Up to 3,400 migrants have been rescued off the coast of Libya, as navies from a number of European countries launched a massive rescue operation in the Mediterranean Sea.

Fifteen rescue operations were carried out in the last 24 hours. Ships from the British, Irish, Italian and German navies have been involved in the operations.

“Migrants are being brought back to southern Italy. About 100 migrants arrived in Lampedusa earlier, and some more are headed to the ports of Palermo and Trapani city in Sicily,” Al Jazeera’s Hoda Abdel-Hamid, reporting from the Italian island of Lampedusa, said.

“We don’t know when the rest will be arriving, because it’s simply a logistical nightmare for Italian authorities as many of them are ending up on mainland Italy,” she said.
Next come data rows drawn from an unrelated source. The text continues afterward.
PR #683, opened 2022-04-22
Fix various issue with VM memory and storage size autodetection

### LINKED ISSUE #612: Failed to import vm with Alpine Linux 3.14 (ERROR Error: --memory 137.5367431640625: invalid literal for int() with base 10: '137.5367431640625')
Cockpit version: 
cockpit-264-1.fc35.x86_64
cockpit-machines-263-1.fc35.noarch
OS:Fedora35
Page: Vitual Machines
Chrome:Version 99.0.4844.51 (Official Build) (64-bit)

Failed to import vm with Alpine Linux 3.14 (ERROR Error: --memory 137.5367431640625: invalid literal for int() with base 10: '137.5367431640625')

Steps to reproduce
1. Prepare a vm image like cirros
2. Click "Import VM", and input needed field and "Alpine Linux 3.14" as operation system
3. Click Import
Creation of VM cirros failed 
ERROR Error: --memory 137.5367431640625: invalid literal for int() with base 10: '137.5367431640625'

skobyda:
Fixes #612

1. Reset memory and storage size if it cannot be autodetected for OS
This fixes the following issue: When user selects an operating system for which we know minimum required memory (e.g. centos), and then switched it to OS for which we don't know minimum memory (e.g. openBSD), old defaults are left from previous operating system, and even incorrect warning message "The selected operating system has minimum memory requirement of N MiB" could be shown.
2. The memory of a new VM, specified in MiB, cannot be a float: virt-install doesn't allow memory, supplied in MiB, to be a float number. Check if number is a integer, and if not, round up (ceil).
3. Don't use default memory for alpinelinux and hyperbola: Hyperbola and some version of alpinelinux have incorrect minimum memory
Bug report: https://gitlab.com/libosinfo/osinfo-db/-/issues/95

### DIFF
--- a/src/components/create-vm-dialog/createVmDialog.jsx
+++ b/src/components/create-vm-dialog/createVmDialog.jsx
@@ -817,6 +817,15 @@ class CreateVmModal extends React.Component {
         case 'storageVolume':
             this.setState({ [key]: value });
             break;
+        case 'memorySize': {
+            // virt-install doesn't allow memory, supplied in MiB, to be a float number
+            // check if number is a integer, and if not, round up (ceil)
+            const valueMiB = Math.ceil(convertToUnit(value, this.state.memorySizeUnit, units.MiB));
+            value = convertToUnit(valueMiB, units.MiB, this.state.memorySizeUnit);
+
+            this.setState({ [key]: value });
+            break;
+        }
         case 'memorySizeUnit':
             this.setState({ [key]: value });
             key = 'memorySize';
--- a/src/components/create-vm-dialog/createVmDialog.jsx
+++ b/src/components/create-vm-dialog/createVmDialog.jsx
@@ -133,6 +133,29 @@ function getSpaceAvailable(storagePools, connectionName) {
     return space;
 }
 
+function getMemoryDefaults(nodeMaxMemory) {
+    // Use available memory on host as initial default value in modal
+    let memorySizeUnit = units.MiB.name;
+    let memorySize = nodeMaxMemory && Math.floor(convertToUnit(nodeMaxMemory, units.KiB, units.MiB));
+    // If available memory is higher than 1GiB, set 1GiB as default value in modal
+    if (memorySize > 1024) {
+        memorySizeUnit = units.GiB.name;
+        memorySize = 1;
+    }
+
+    const minimumMemory = 0;
+
+    return { memorySize, memorySizeUnit, minimumMemory };
+}
+
+function getStorageDefaults() {
+    const storageSize = convertToUnit(10 * 1024, units.MiB, units.GiB); // tied to Unit
+    const storageSizeUnit = units.GiB.name;
+    const minimumStorage = 0;
+
+    return { storageSize, storageSizeUnit, minimumStorage };
+}
+
 function validateParams(vmParams) {
     const validationFailed = {};
 
@@ -597,6 +620,7 @@ const MemoryRow = ({ memorySize, memorySizeUnit, nodeMaxMemory, minimumMemory, o
                                onChange={value => onValueChanged('memorySize', Number(value))} />
                     <FormSelect id="memory-size-unit-select"
                                 className="unit-select"
+                                data-value={memorySizeUnit}
                                 value={memorySizeUnit}
                                 onChange={value => onValueChanged('memorySizeUnit', value)}>
                         <FormSelectOption value={units.MiB.name} key={units.MiB.name}
@@ -728,15 +752,11 @@ class CreateVmModal extends React.Component {
             sourceType: defaultSourceType,
             source: '',
             os: undefined,
-            memorySize: props.nodeMaxMemory ? Math.min(1, convertToUnit(props.nodeMaxMemory, units.KiB, units.GiB)) : 1,
-            memorySizeUnit: units.GiB.name,
-            storageSize: convertToUnit(10 * 1024, units.MiB, units.GiB), // tied to Unit
-            storageSizeUnit: units.GiB.name,
+            ...getMemoryDefaults(props.nodeMaxMemory),
+            ...getStorageDefaults(),
             storagePool: 'NewVolume',
             storageVolume: '',
             startVm: true,
-            minimumMemory: 0,
-            minimumStorage: 0,
 
             // Unattended installation or cloud init options for cloud images
             profile: '',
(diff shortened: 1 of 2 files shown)


src/components/create-vm-dialog/createVmDialog.jsx
```diff
@@ -848,7 +848,10 @@ class CreateVmModal extends React.Component {
             if (value && value.profiles)
                 stateDelta.profile = value.profiles.sort().reverse()[0];
 
-            if (value && value.minimumResources.ram) {
+            // Hyperbola and some version of alpinelinux have incorrect minimum memory
+            // https://gitlab.com/libosinfo/osinfo-db/-/issues/95
+            if (value && value.minimumResources.ram &&
+                !["alpinelinux3.15", "alpinelinux3.15", "hyperbola03"].includes(value.shortId)) {
```
martinpitt, line 877: What does it use instead? It seems to me that with the rounding fix this should be sufficiently unbroken. The user can still tweak it, and once it gets fixed in libosinfo, we don't have to revert the hack (especially as nothing will tell us when it gets fixed).

src/components/create-vm-dialog/createVmDialog.jsx
```diff
@@ -817,6 +817,17 @@ class CreateVmModal extends React.Component {
         case 'storageVolume':
             this.setState({ [key]: value });
             break;
+        case 'memorySize': {
+            // virt-install doesn't allow memory, supplied in MiB, to be a float number
+            // check if number is a integer, and if not, round up (ceil)
+            let valueMiB = convertToUnit(value, this.state.memorySizeUnit, units.MiB);
+            if (valueMiB % 1 !== 0)
+                valueMiB = valueMiB.ceil();
```
martinpitt, line 837: Comparing floating point numbers to exact integers is unreliable in general, even if it should work for the special case of 0. Let's just drop the `if()`, and always call ceil(), it doesn't hurt. Then you can also make `valueMiB` `const`.

Also, I've never seen this being used as a method of a number object, and this doesn't work for me in node:
```
 x = 3
3
> x.ceil()
Uncaught TypeError: x.ceil is not a function
> 
```

If that works in some browsers, let's not rely on that. Please use standard [Math.ceil() function](https://developer.mozilla.org/en-US/docs/Web/JavaScript/Reference/Global_Objects/Math/ceil)

src/components/create-vm-dialog/createVmDialog.jsx
```diff
@@ -870,6 +882,8 @@ class CreateVmModal extends React.Component {
                 if (bestUnit.base1024Exponent <= 1) bestUnit = units.MiB;
                 const converted = convertToUnit(stateDelta.minimumMemory, units.B, bestUnit);
                 this.setState({ memorySizeUnit: bestUnit.name }, () => this.onValueChanged("memorySize", converted));
+            } else {
+                this.setState(getMemoryDefaults(this.props.nodeMaxMemory));
```
martinpitt, line 886: This makes sense, thanks! Can you please capture this in a test?

martinpitt (changes requested):
Thanks!

src/components/create-vm-dialog/createVmDialog.jsx
skobyda: I added it here because now when its broken in libosinfo, even with rounding fix, it will provide user with incorrect value for minimum resource and it would default to an incorrect value (only rounded up)
In this screenshot, the correct value according to alpine linux docs should be 128MiB, but because of a typo in libosinfo, it says 137MiB:
Screenshot from 2022-04-25 13-17-27
And I think for alpine linux it's better to show no value then incorrect one:
Screenshot from 2022-04-25 13-21-19

skobyda: However it's true that nothing would tell us when it gets fixed. Maybe we can add a assert in test which will warn us in the future?

martinpitt: I still think that proposing 137 MB is not so bad that we have to work around it. It's not wildly off, and the user can still change it. Of course fixing the rounding is important.

skobyda: Alright, dropped the workaround commit for alpine linux, now there is just rounding fix and and fix for the case when storage and memory requirements are not known

src/components/create-vm-dialog/createVmDialog.jsx
```diff
@@ -817,6 +817,17 @@ class CreateVmModal extends React.Component {
         case 'storageVolume':
             this.setState({ [key]: value });
             break;
+        case 'memorySize': {
+            // virt-install doesn't allow memory, supplied in MiB, to be a float number
+            // check if number is a integer, and if not, round up (ceil)
+            let valueMiB = convertToUnit(value, this.state.memorySizeUnit, units.MiB);
+            if (valueMiB % 1 !== 0)
```
martinpitt, line 837: Please drop this `if`, just always wrap the converToUnit() into Math.ceil().

martinpitt (changes requested):
Thanks! Nice test case :clap: 

Can you please rebase this to current main, so that the packit tests can run?

martinpitt:
I just did a clean force-push to re-trigger tests (argh CI infra trouble).

[several](https://logs.cockpit-project.org/logs/pull-683-20220426-045516-a4a81be1-rhel-9-0/log.html#67) [relevant](https://logs.cockpit-project.org/logs/pull-683-20220426-045516-a4a81be1-rhel-8-6/log.html#67) failures -- the [screenshot](https://logs.cockpit-project.org/logs/pull-683-20220426-045516-a4a81be1-rhel-9-0/TestMachinesCreate-testCreateBasicValidation-rhel-9-0-127.0.0.2-2201-FAIL.png) shows invalid floating point numbers.

skobyda:
> I just did a clean force-push to re-trigger tests (argh CI infra trouble).
> 
> [several](https://logs.cockpit-project.org/logs/pull-683-20220426-045516-a4a81be1-rhel-9-0/log.html#67) [relevant](https://logs.cockpit-project.org/logs/pull-683-20220426-045516-a4a81be1-rhel-8-6/log.html#67) failures -- the [screenshot](https://logs.cockpit-project.org/logs/pull-683-20220426-045516-a4a81be1-rhel-9-0/TestMachinesCreate-testCreateBasicValidation-rhel-9-0-127.0.0.2-2201-FAIL.png) shows invalid floating point numbers.

Ah the test showed another bug, that on some systems maximum available memory on host can also be float MiB number.
So now maximum available memory is always floored when set as default for dialog. And adjusted tests for that.

martinpitt:
Pushed a clean rebase to run packit tests.

martinpitt:
Pushed again to fix the first commit message.

martinpitt (approved):
Dakujem!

The European navies as part of the Triton Mission rescued migrants from nine wooden fishing boats and six rubber dinghies, our correspondent said.

One million migrants

British authorities have warned that up to 500,000 people could attempt the perilous crossing this summer.

Captain Nick Cooke-Priest, on the British warship HMS Bulwark, told reporters onboard: “Indications are there that there are 450,000 to 500,000 migrants in Libya who are waiting at the border” for voyage from the North African country’s Mediterranean coast in hopes of reaching Italian shores.

There is an uptick in the number of migrants leaving the Libyan coast on weekend. If we compare the number of migrants leaving at this point compared to the last year, there is a radian increase of 30 percent, Al Jazeera’s Abdel-Hamid said.

“There are an estimated one million migrants waiting in Libya to cross the sea. These arrivals are an indication that it could be a very busy summer for all the ships that are patrolling the Mediterranean,” she said.

Nearly 1,800 migrants are thought to have drowned attempting to make the crossing since the start of this year, including some 800 in one sinking that was the biggest maritime disaster in the Mediterranean since World War II.

That disaster prompted European governments to significantly increase search and rescue operations between Italy and North Africa but they have been unable to agree on a longer-term strategy to ease the migration crisis.